Spis treści:
Myślisz, że wiesz już wszystko o soi? O tym przysmaku mogłaś nigdy nie słyszeć. Natto to fenomenalny, a zarazem kontrowersyjny produkt sojowy. Nie każdemu przypadnie do gustu jego specyficzna tekstura, ale każdy pokocha jego właściwości.
Natto to jeden z szeregu fermentowanych produktów sojowych. Jego wartość wynika zarówno z zawartych w soi składników odżywczych, jak też mikroflory, która pozwoliła nasiona sfermentować. Biorą w tym udział bakterie Bacillus subtilis natto. W takiej postaci składniki zawarte w soi są lepiej dostępne dla organizmu. Zostaje ona bowiem pozbawiona inhibitorów trypsyny, hemaglutyniny, a ilość związków fitynowych zmniejsza się. Minusem jest intensywny smak i zapach oraz śluzowata konsystencja potrawy. Nawet w samej Japonii nie każdy decyduje się na wprowadzenie tego rarytasu na swój talerz.
Dużym walorem zdrowotnym jest zawartość zarówno witamy K1 jak też K2. O ile tą pierwszą łatwo znaleźć chociażby w zielonych warzywach jak kapusta, o tyle K2 występuje w niewielu źródłach (jest produkowana przez bakterie). Witamina ta jest ważna dla zachowania odpowiedniej krzepliwości krwi oraz mineralizacji kości. Badania wskazują, iż stosowanie witaminy K2 u kobiet po menopauzie może zmniejszyć ubytki masy kostnej. Natto to także źródło witaminy C, silnego antyoksydanta. Dostarcza również żelaza i dobrze przyswajalnego białka. To ważne zwłaszcza dla osób na dietach wegetariańskich, które poszukują produktów bogatych w te składniki, jako zastępników mięsa.
Jest dobrym źródłem pirolochinolinochinonu (PQQ), który został odkryty w roku 1979, jednak niedawno przyznano mu status witaminy. Badania na myszach pokazują, iż jest niezbędny do zachowania prawidłowej pracy układu rozrodczego. Wg badaczy tyczy się to również ludzi. Ważnym składnikiem jest również odkryta w 1980 roku nattokinaza. Badania wskazują, że enzym ten wpływa korzystnie na układ krążenia. Zauważono, iż rozpuszcza skrzepy w żyłach, a przy tym jest skuteczniejszy i bezpieczniejszy od aspiryny.

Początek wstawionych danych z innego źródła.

PR #5227, opened 2026-02-03
Bypass pnpm in yarn shim for start commands

jdorn:
### Features and Changes

This fixes a memory leak with pnpm and keeps the Docker image fully backwards compatible for the vast majority of users.

### DIFF
--- a/docs/docs/self-host/env.mdx
+++ b/docs/docs/self-host/env.mdx
@@ -198,7 +198,7 @@ If your company has two or more largely independent products (e.g. Google has Se
 
 The GrowthBook API is instrumented with OpenTelemetry to publish observability metrics, traces, and logs.
 
-To enable, you must change the Docker CMD from the default `yarn start` to `yarn start:with-tracing`.
+To enable, you must set the environment variable `TRACING_PROVIDER=opentelemetry`.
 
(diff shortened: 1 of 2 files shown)


docs/docs/self-host/env.mdx
```diff
@@ -198,7 +198,7 @@ If your company has two or more largely independent products (e.g. Google has Se
 
 The GrowthBook API is instrumented with OpenTelemetry to publish observability metrics, traces, and logs.
 
-To enable, you must change the Docker CMD from the default `pnpm start` to `pnpm start:with-tracing`.
+To enable, you must change the Docker CMD from the default `yarn start` to `yarn start:with-tracing`.
```
ahdriel: question: We are directing users to use the `yarn` shim to bypass the pnpm runner?

I think this is confusing though, even though the results are likely better than using pnpm.

Ideally we would be able to remove this yarn shim layer eventually, and this makes harder to get there.

I don't have a better suggestion at the moment though, so just commenting to note.

jdorn: Yeah.  Maybe we should make our own `start` script and push people to start using that instead.  Hide the underlying implementation so we can iterate and improve it in the future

To specyficzne danie dostarcza także sporych ilości wapnia. W 100 g produktu jest 217 mg wapnia. Obok niego w ilości 115 mg na 100 g znajduje się magnez. Można w nim znaleźć także inne składniki mineralne jak potas, cynk, fosfor, miedź, mangan oraz witaminy z grupy B.

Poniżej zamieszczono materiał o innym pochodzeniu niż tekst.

PR #5230, opened 2026-02-04
Add savedGroupReferences capability for Swift SDK

vladenisov:
### Features and Changes

There is no `Pass ID Lists by reference` option in Swift connections, but SDK supports it starting from the 1.0.58.

Here is the confirmation in Slack: https://growthbookusers.slack.com/archives/C05T9EY0UKC/p1770118129248409


jdorn:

W Japonii natto zjada się najczęściej z ryżem. Jego specyficzny smak jednak złagodzi cebula, musztarda, sos sojowy czy duże ilości warzyw. Dobry jest także dodatek serka wiejskiego, jogurtu, tamari, wasbi, czy majonezu. Śmiałkowie mogą zjeść je z surowym jajkiem.

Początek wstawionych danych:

PR #5231, opened 2026-02-04
Install Poetry from a mirror for Preview environment network issues.

tzjames:
### Features and Changes
The preview environment in ci has been failing with connectivity issues to pypi.  This is an attempt around that.

It:
- Get poetry from a mirror (because Fly.io's depot container can't connect to pypi.)
- Telling poetry lock not to update (because doing `poetry source add` modifies pyproject.toml and poetry complains it is then out of date)
- Download kerberos in the earlier image as well (not sure why that is not needed normally)
- Made a sentry-cli a non-optional dependency (as that was also having networking issues fetching it later, but pnpm seems to install it fine)

### DIFF
--- a/Dockerfile
+++ b/Dockerfile
@@ -70,7 +70,7 @@ RUN \
   && rm -rf packages/shared/node_modules \
   && rm -rf packages/sdk-js/node_modules \
   && rm -rf packages/sdk-react/node_modules \
-  && SENTRYCLI_SKIP_DOWNLOAD=1 pnpm install --frozen-lockfile --prod --no-optional \
+  && pnpm install --frozen-lockfile --prod --no-optional \
   && pnpm store prune \
   && find node_modules -type f -name "*.md" -delete \
   && find node_modules -type f -name "*.ts" ! -name "*.d.ts" -delete \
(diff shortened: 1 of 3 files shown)


Dockerfile
```diff
@@ -1,16 +1,31 @@
 ARG PYTHON_MAJOR=3.11
 ARG NODE_MAJOR=20
+ARG PYPI_MIRROR_URL=""
 
 # Build the python gbstats package
 FROM python:${PYTHON_MAJOR}-slim AS pybuild
+ARG PYPI_MIRROR_URL
 WORKDIR /usr/local/src/app
-RUN pip install --upgrade pip
 COPY ./packages/stats .
```
ahdriel, line 9: question: Is this safe to do before `pip install`?

I think we should keep the same order -- specially as stats is the only package with python dependencies.

tzjames: Is that referring to Copying ./packages/stats?  The line before it was just upgrading pip.  Now it will use whatever pip came with the python:3.11-slim base image. I think that should be safe.  We got rid of the same thing on line 87 and then run the pip3 install  that actually builds the packages that stats needs.  So I think all is good?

Istotne jest by przed wykorzystaniem sfermentowanej soi, dobrze wymieszać ją w miseczce, aż nabierze odpowiedniej kremowej konsystencji. Warto również pamiętać, iż podgrzewanie zmniejsza wartość odżywczą natto. Najlepiej więc zjadać je na zimno, a przynajmniej nie gorące. Jeśli nie jesteś w stanie przełknąć ziarenek soi w takiej postaci, możesz poszukać suplementów zwierających natto. Nie są jednak tak wartościowe, jak samo danie.
Zdjęcie główne pochodzi z: Kinchan1 / Foter / CC BY
Zdjęcie w treści pochodzi z: [puamelia] / Foter / CC BY-SA
Komentarze
Wiedzmowata
11 grudnia 2014, 09:35
Zdecydowanie wolę jeść to, co "od wieków" rośnie/żyje w Polsce (mówi się, że w promieniu 100km od miejsca zamieszkania). Tak jest ponoć najzdrowiej.
iesz4
11 grudnia 2014, 08:53
Jeżeli chodzi o soję to własnie można ją spożywać tylko przefermentowaną,w innej postaci to większe zło niż dobro dla naszego organizmu.Tak uważa większość lekarzy endokrynologów.
_Pola_
11 grudnia 2014, 08:30
Zawiera witaminę K2 M7 której brak jest odpowiedzialny za osteoporozę, tylko mało kto sobie z tego faktu sprawę zdaje :( wszędzie wapń, wapń i mleko które odwapnia kości!